# re-installing yamaha TRP props



## Gamble (Oct 27, 2005)

I know you have to index the props, but can someone please explain the easiest way to do this? Just had them reworked, and want to make sure they're on correctly. Thanks in advance.


----------



## Spots and Dots (May 23, 2004)

i had them off our old TRP twice....never paid attention to anything other than getting all the washers on in order.

I've heard of indexing, but am not sure it matters. The will spin in opposite directions in nuetral, so how do they know where they started?

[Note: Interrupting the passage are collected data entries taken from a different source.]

Issue #1303, opened 2019-10-13
Define wide&deep model  and train with ODPS table


workingloong:
One format of ODPS table is as followd:

| dense_feature |sparse_feature  | label |
| ------ | ------ | ------ |
| "1.3,0.5,0.7,0.9" | "1 4 6 "| 1 |
| "2.3,0.2,1.7,-0.9" | "1 7 9 13 56" | 0 |

The dense_feature column are float fixed-length arrays and is saved as string with separator. The sparse_feature column are int variable-length arrays and is also saved as string with separator . The dataset_fn should parse dense_feature to tensor and sparse_feature to sparseTensor.

PR #1304, opened 2019-10-13
Define wide&deep model to train with odps table

workingloong:
Define wide&deep classification model and dataset_fn. The dataset_fn can parse FElib output data to generate Dataset. #1303


terrytangyuan:
Is the dataset somewhere public? How could users run this example by themselves? If this example doesn't take too long to run, we could probably add it to integration test as well similar to our dummy iris model.

Issue #1302, opened 2019-10-12
dtype of column in odps table may be not float32


workingloong:
The dtype of column in odps table may be int32, float, boolean, string and so on. So, the records_output_types in ODPSDataReader can not be fixed to tf.float32.
https://github.com/sql-machine-learning/elasticdl/blob/aef9d66e5d99ed2144ed4ba36933aaf85738a327/elasticdl/python/data/data_reader.py#L143-L144

I suggest that, records_output_types in ODPSDataReader is fixed to tf.string. And, we should convert data from odps_io.ODPSReader.read_batch to string.
https://github.com/sql-machine-learning/elasticdl/blob/aef9d66e5d99ed2144ed4ba36933aaf85738a327/elasticdl/python/data/odps_io.py#L223-L225

```
batch_record.append(
    [str(record[column]) for column in columns]
)
```
Then, user can cast the string to data type they want in defined dataset_fn

terrytangyuan:
@workingloong Yes, `float32` was only the temporary plan. We should switch to something more robust.

PR #1307, opened 2019-10-14
Modify data type to tf.string in ODPS reader

workingloong:
Create tf.data.Dataset with dtype tf.string and cast string to float32 in dataset_fn for odps_iris_dnn_model. https://github.com/sql-machine-learning/elasticdl/issues/1302

### DIFF
--- a/elasticdl/python/data/data_reader.py
+++ b/elasticdl/python/data/data_reader.py
@@ -141,7 +141,7 @@ class ODPSDataReader(AbstractDataReader):
 
     @property
     def records_output_types(self):
-        return tf.float32
+        return tf.string
 
     @property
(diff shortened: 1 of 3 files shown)


terrytangyuan (commented):
Have you tested this change? (Note that the ODPS related tests will only run on Travis when you are developing from branches instead of forks.

workingloong:
> Have you tested this change? (Note that the ODPS related tests will only run on Travis when you are developing from branches instead of forks.

Yes, I have tested this change in minikube for iris_dnn_model with my owner's odps table.

workingloong:
I have created new pr #1309 from branches, so I close the pr.

PR #63, opened 2025-03-31
Update logits to new mlx + version bump

awni:
- Use the model dtype for logits and loss to save RAM (since logsumexp accumulates in high precision this should be ok). Only cast the losses (which are much smaller) prior to the reduction.
- Use `mx.fast.rms_norm` in plamo2


barronalex (approved):
Looks good!

PR #65, opened 2025-04-02
Remove alpha parameter from LoRA defaults

nfergu:
This PR removes the alpha parameter from the default LoRA config. I don't think it's used, per [this comment](https://github.com/ml-explore/mlx-examples/issues/982#issuecomment-2353883500):

> We don't ever explicitly compute α. The scale parameter is used directly W + scale * a @ b.T. If you wanted to work out the implied α you could multiply the scale by the lora rank you are using e.g. scale * rank.

So it's confusing to me to have it in the defaults. Particularly since the default (16) doesn't seem to match the default rank (8) and scale (10.0).

But maybe I've missed something. Feel free to close this PR if so.

### DIFF
--- a/mlx_lm/lora.py
+++ b/mlx_lm/lora.py
@@ -67,7 +67,7 @@ CONFIG_DEFAULTS = {
     "config": None,
     "grad_checkpoint": False,
     "lr_schedule": None,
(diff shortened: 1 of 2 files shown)


awni (approved):
Thanks!

PR #66, opened 2025-04-03
Count accept rate of speculative decoding

wangkuiyi:
This PR is only for reproducing the problem that speculative does not accelerate the inference of model Qwen 2.5 32B 3bit.  It is **not** indent to merge.

```shell
python tests/benchmark_speculative_decoding.py  | tee /tmp/logg
```

Copying numbers from the output file `/tmp/logg` into a spreadsheet gave us the following:

Screenshot 2025-04-02 at 11 19 39 PM

### DIFF
--- a/mlx_lm/generate.py
+++ b/mlx_lm/generate.py
@@ -514,10 +514,12 @@ def speculative_generate_step(
     # Set these so the finally block doesn't raise
     num_draft = 0
     n = 0
+    speculation = 0  # count the calls to the draft model
     try:
         while True:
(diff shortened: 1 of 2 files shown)


wangkuiyi:
Added an experiment using the 4-bit version of the main model. We can see the performance improvement from speculative decoding:

Screenshot 2025-04-03 at 8 39 14 AM

wangkuiyi:
I’m closing this PR as it has fulfilled its purpose of reporting the observations.

Since it doesn’t offer a clean or elegant solution for printing speculative decoding performance data, I don’t believe it’s worth merging.

PR #67, opened 2025-04-03
fix / improve dsv3

awni:
3 days later...

Several things in this PR

- The big fix is not using the bias shifted scores to weight the expert hidden states but using the original scores instead
- Some precision improvements to DSV3
  - When dequanting from the original do it in fp32 since the scales are in fp32 and then down cast (rather than down cast the scales and then multiply). This matches how the DSV3 dequant kernel works and should give results closer to the original.
  - Use the right epsilon for some RMSNorms
  - Keep the expert score bias in fp32. Casting them to bf16 is quite destructive. And since this computation is done in fp32 anyway there is no perf issue. Adds a mechanism to let a model indicate which keys should not be cast.
  - Fix the pipeline parallel dsv3

### DIFF
--- a/mlx_lm/convert.py
+++ b/mlx_lm/convert.py
@@ -102,7 +102,13 @@ def convert(
 
     weights = dict(tree_flatten(model.parameters()))
     dtype = getattr(mx, dtype)
-    weights = {k: v.astype(dtype) for k, v in weights.items()}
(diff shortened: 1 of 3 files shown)


angeloskath (approved):
Thank you for fixing these! I am even more excited to use the models now!!!

PR #68, opened 2025-04-03
Add support for temperature

chaytanc:
Modify generate to add support for temperature argument


awni:
It already supports that via a sampler. See e.g. https://github.com/ml-explore/mlx-lm/blob/main/mlx_lm/generate.py#L809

sorry i'm not better help, but I don't think it matters.


----------



## Gamble (Oct 27, 2005)

not sure either............but I've been told by the prop folks and a dealer that they need to be indexed. I may have to take it somewhere to get it done, but supposedly they'll vibrate if they're not done correctly.


----------



## chuck115 (Feb 18, 2009)

my prop guy told me to install the first one with the straight edge of one of the blades in a verticle line with the mid section and then the second which will have a straight blade going the opposite direction in line with the first straight to straight basically. never had any vibrations


----------



## Gamble (Oct 27, 2005)

.......still tryin' to visualize that! I got the first prop, but can't picture placing the 2nd one!


----------



## Sonnysmarine (Mar 18, 2007)

I'm Calling a B.S. card on this,,,,No it does not matter, they are one two different props shafts and two different clutch dogs, If you did do as above said, the first time you shifted it they will lock in where the clutch dogs lines up. When you shift into the rev, only the large front prop, will lock into gear & The rear prop is free to spin. If they viberate you have other problems. Just make sure you get the all thrust washers on !!!


----------



## fishsmart (Dec 5, 2004)

I have a downloaded Yamaha TRP 2004 manual in a pdf file and will send via email to a limited number of requests. Send me you email in a PM. 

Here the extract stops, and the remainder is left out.